For taxpayers in the regular 10% or 15% tax brackets, the maximum tax rate for long-term capital gains in 2010 is 0%.  If warranted, you might have low-bracket children sell securities to realize long-term capital gain in 2010.  But you must also consider any potential kiddie tax impact.

Note: The 15% and 0% maximum tax rates for capital gains are scheduled to increase to 20% and 10%, respectively, in 2011.  However, Congress is weighing proposals to extend lower rates.

IRA Contributions

There are two main types of Individual Retirement Accounts (IRAs) designed to benefit retirement-savers: traditional IRAs and Roth IRAs.

  1. Traditional IRAs: Contributions are tax deductible unless you are an “active participant” in an employer-sponsored retirement plan and your AGI exceeds a certain level.  For 2010, deductions are phased out for an AGI between $89,000 and $109,000 for joint filers ($56,000 and $66,000 for single filers).  If your spouse is an active participant and you are not, the deduction is phased out for an AGI between $167,000 and $177,000.

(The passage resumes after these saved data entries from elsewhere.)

PR #4142, opened 2021-05-03
fix env variables described  in CONTRIBUTING.md

brmurphy:
GOBIN shouldn't be listed twice.


GiedriusS (approved):
:+1:

squat (commented):
Thanks, this is definitely correct, however i wonder what was meant by "set to PATH"?

GiedriusS:
> Thanks, this is definitely correct, however i wonder what was meant by "set to PATH"?

Probably that GOBIN should be in PATH. We can fix this in a follow up PR

PR #4146, opened 2021-05-03
(bugbash) fixes opt.semgrep.err-nil-chec

someshkoli:

## Changes
Removes unwanted err nil checks


someshkoli:
moved to #4147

The maximum IRA contribution for 2010 is $5,000.  Furthermore, if you are 50 years of age or older, you can make an extra “catch-up” contribution of $1,000.

  1. Roth IRAs: Contributions are not tax deductible, but withdrawals from a Roth in existence five years may be tax-free.  To qualify, distributions must be received after age 59½, upon death or disability, or to pay first-time homebuyer expenses (up to a lifetime limit of $10,000).  The ability to contribute to a Roth IRA for 2010 is phased out for joint filers with an AGI between $167,000 and $177,000 ($105,000 and $120,000 for single filers).

The contribution limits for Roth IRAs are the same as for traditional IRAs.  If you choose, you may allocate contributions to both types of IRAs, up to the total annual limit.

Note: The deadline to make IRA contributions for the 2010 tax year is your tax return due date.  Nevertheless, you can boost retirement savings by contributing sooner rather than later.  This provides more time for contributions to grow on a tax-deferred basis.

Roth IRA Conversions

For the first time ever, many high-income taxpayers may convert a traditional IRA to a Roth IRA.  Previously, this was not permitted in a year in which your MAGI exceeded $100,000.  Due to a recent tax-law change, this limit has been removed, beginning in 2010.

Year-end strategy: Weigh the pros and cons of a Roth conversion.  Remember that a conversion results in tax liability based on the amount transferred to the Roth IRA.  But future Roth distributions may be tax free and, unlike a traditional IRA, annual lifetime distributions are not required after age 70½.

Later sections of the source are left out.